Она познакомилась с Филиппом-Августом Французским, хитрым и властным королем. Ей доставляло удовольствие сознание того, что ее присутствие удерживает Филиппа и Ричарда от жарких словесных битв. Короли постоянно спорили между собой. Ричард, часто пренебрегавший Элизой, однажды признался ей, что ненавидит Филиппа: французский король уже был готов отказаться от войны. Ричард всегда недолюбливал Филиппа, хотя до смерти Генриха они казались лучшими друзьями.
Брайан говорил, что в будущем Англии предстоит война с Францией. Но это сейчас мало что значило для Элизы: Монтуа было далеко, а английские владения, несомненно, принадлежали ей.
Она оказалась на Востоке и чувствовала себя хорошо как никогда. Даже когда Брайан уводил войско в бой, она оставалась спокойной.
Она жила ради редких ночей, которые им случалось проводить вместе.
Эти ночи не всегда выдавались удачными: Элиза и Брайан действительно отдалились друг от друга. К тому же оба еще слишком хорошо помнили о прошлом. Элиза не могла заставить себя заговорить о детях, не расспрашивала Брайана о бесчисленных месяцах их разлуки.
Она старалась придержать язык, когда рядом была Гвинет, — Элиза еще не вполне доверяла подруге и часто погружалась в мрачное молчание, видя, как Гвинет и Брайан болтают и смеются. Но, откровенно говоря, она видела, что Брайан всего лишь пытается быть учтивым, а Гвинет ведет себя с ним просто как близкая знакомая.
Эта «близость» тревожила Элизу, но она уже поняла, что прошлого не изменить. Беспокоиться о нем или негодовать значило только портить себе жизнь.
Кроме того, думала Элиза с лукавой улыбкой, у нее появилась возможность сводить Брайана с ума, когда она пожелает. В войске было немало привлекательных и сильных рыцарей, мужчин, очарованных гостьями, галантных и почтительных, поскольку все они знали, насколько искусно Брайан Стед владеет мечом.

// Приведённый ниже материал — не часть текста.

Issue #5374, opened 2018-11-08
Expose CR contract to plugins


ibnc:
Epic: #5175 (Thoughts about improving pipelines as code (config-repo))

Proposal/idea for improving pipeline as code. See https://github.com/gocd/gocd/issues/5338#issuecomment-437125598 and https://github.com/gocd/gocd/issues/5338#issuecomment-437133247

## summary
I'd like to propose that we expose the config repo contract (aka the [CR models](https://github.com/gocd/gocd/tree/master/plugin-infra/go-plugin-access/src/main/java/com/thoughtworks/go/plugin/access/configrepo/contract)) to the the plugins.  

There are a few possible benefits to doing this that I can see: 
*  It'd make serialization/deserialization easier on the plugin side ([example where it would help](https://github.com/tomzo/gocd-yaml-config-plugin/blob/master/src/main/java/cd/go/plugin/config/yaml/YamlConfigPlugin.java#L82))
*  It'd make it easier to create new repo config plugins. 
*  It'd help ensure the data structure is consistent/correct across the plugins.
   * along these same lines make it easier to test/validate  (instead of doing this: [test](https://github.com/tomzo/gocd-yaml-config-plugin/blob/master/src/test/java/cd/go/plugin/config/yaml/transforms/PipelineTransformTest.java) and [test files](https://github.com/tomzo/gocd-yaml-config-plugin/tree/master/src/test/resources/parts) seeing if it can be serialized to the CR model would likely be sufficient to validate)
* it'd help simplify exporting gocd structures on the plugin side

@ketan @arvindsv @marques-work @kierarad @tomzo

tomzo:
I am buying all the benefits for having the classes available as public library.
IMO the best solution is to create a separate module with CR classes, which has its own release cycle, meaning independent from GoCD core.
Then it is a reference for server or plugins or any tool that needs it.

I wouldn't fall back to using class-based plugin API, if that's what you are proposing.

ibnc:
@tomzo 

At this point, I don't care about the specifics until we decide to do this work. I'm just proposing that the classes are available to the plugins.

arvindsv:
Sorry to be caring only about the specifics. I don't see any harm in moving them out to their own module, which can be spun off as a separate module in https://search.maven.org/search?q=g:cd.go.plugin.

I don't know about it being outside of GoCD core, but if it is versioned properly, then GoCD core can treat it as a dependency. That should be ok too.

ibnc:
[...]

PR #5470, opened 2018-11-28
Expose Config Repo Contract to Plugins

ibnc:
This is extracting out the config repo contract and codecs into a separate module so that both the server and plugins will have access to them.

See #5374 for more details/discussion 

@arvindsv @ketan @maheshp I'm unsure what my next step should be as far as building and publishing this module...


ketan:
LGTM. As far as building and publishing this as a jar is concerned, we do that here:

https://github.com/gocd/build_utilities/blob/master/upload-to-maven#L71-L90

Basically, the installer pipeline publishes the api jar, which is then pulled down by the task above in `UploadInstallers` pipeline to publish to maven central.

For this PR:

You seem to have checked in the .class files from idea :)

Apart from this — I believe we need some discipline in maintaining the classes in this package, primarily because these are "API".

Is there some tooling available that'll break the build in case there's an API breakage? I'm familiar with http://javadiff.sourceforge.net/ and https://github.com/melix/japicmp-gradle-plugin, I'm sure there are other tools that do the job. These tools usually check the current jar against a known "reference" api jar and generate a api diff report.

ibnc:
@ketan lol, you're totally right. I just pushed a commit to remove those .class files.

ibnc:
@ketan I suspect that the [ConfigConverterTest](https://github.com/gocd/gocd/blob/master/server/src/test-fast/java/com/thoughtworks/go/config/ConfigConverterTest.java) will provide enough coverage to ensure that the module will be correct... What do you think?

ibnc:
What do you think about bundling go-plugin-api and go-plugin-config-repo into a single build artifact to make the changes on the build_utilities side simpler? It'd allow for a single download

ketan:
> @ketan I suspect that the [ConfigConverterTest](https://github.com/gocd/gocd/blob/master/server/src/test-fast/java/com/thoughtworks/go/config/ConfigConverterTest.java) will provide enough coverage to ensure that the module will be correct... What do you think?

Renaming something in the IDE will silently change the tests without us realizing that API has been broken.

ketan:
> What do you think about bundling go-plugin-api and go-plugin-config-repo into a single build artifact to make the changes on the build_utilities side simpler? It'd allow for a single download

There's a case to be made about similar interfaces for other plugin types. I feel having separate jars is probably better (so plugins can depend on the smallest possible subset of things).

ketan:
If you're looking for help publishing this module to maven central, I can help you walk through the code. I believe @arvindsv should be able to do that as well.

ibnc:
@ketan What is the Jar that I should be comparing to?

Also, I'm unsure how this will help ensure the api is working properly in the future. I can see how it'd ensure things are correct right now, but I don't see the benefit of adding a break point in the build for this check. 

Maybe I'm not understanding things. Do you have an example I could look at to help illuminate things?

arvindsv:
@ibnc - Ketan's on vacation. I can probably work with you on this tomorrow or day after, if you want.

ibnc:
@arvindsv Then I guess my question would be, is this required work before the PR can be merged? I think this can be follow up work that I can do after having a conversation with @ketan when he's back from vacation.

arvindsv:
I don't have enough context to merge it anyway, without working with you on it. So, I guess we can wait till Ketan's back.

ibnc:
@ketan @arvindsv Another thing to note is that the ConfigConverterTest hasn't changed beyond the imports changing. So the tests are still valid. The only renaming that was done is the package change. The actual class names are all the same. I don't think we need to worry about this for this PR.

@arvindsv if you're not comfortable reviewing/merging this PR, then would you mind taking a look @marques-work?

ketan:
LGTM. I'll merge this today (after talking to @arvindsv)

Все шло хорошо. Не слишком хорошо, но тем не менее… Оба они, вероятно, боялись заглянуть в будущее и принимали все, что с ними происходило сейчас. Он был ее мужем, она его женой. Пока этого хватало.
Но, даже если Брайан не изливал перед женой свои чувства, он стал безусловно доверять ей. Когда им случалось остаться вдвоем, их близость не омрачали тени. Они страстно любили друг друга, боясь упускать время; потом долго лежали без сна, обнаженные, подставляя ночному ветру разгоряченные тела. Брайан говорил о войне, и Элиза слушала его, понимая, что, кроме нее, своих мыслей он не поверял никому.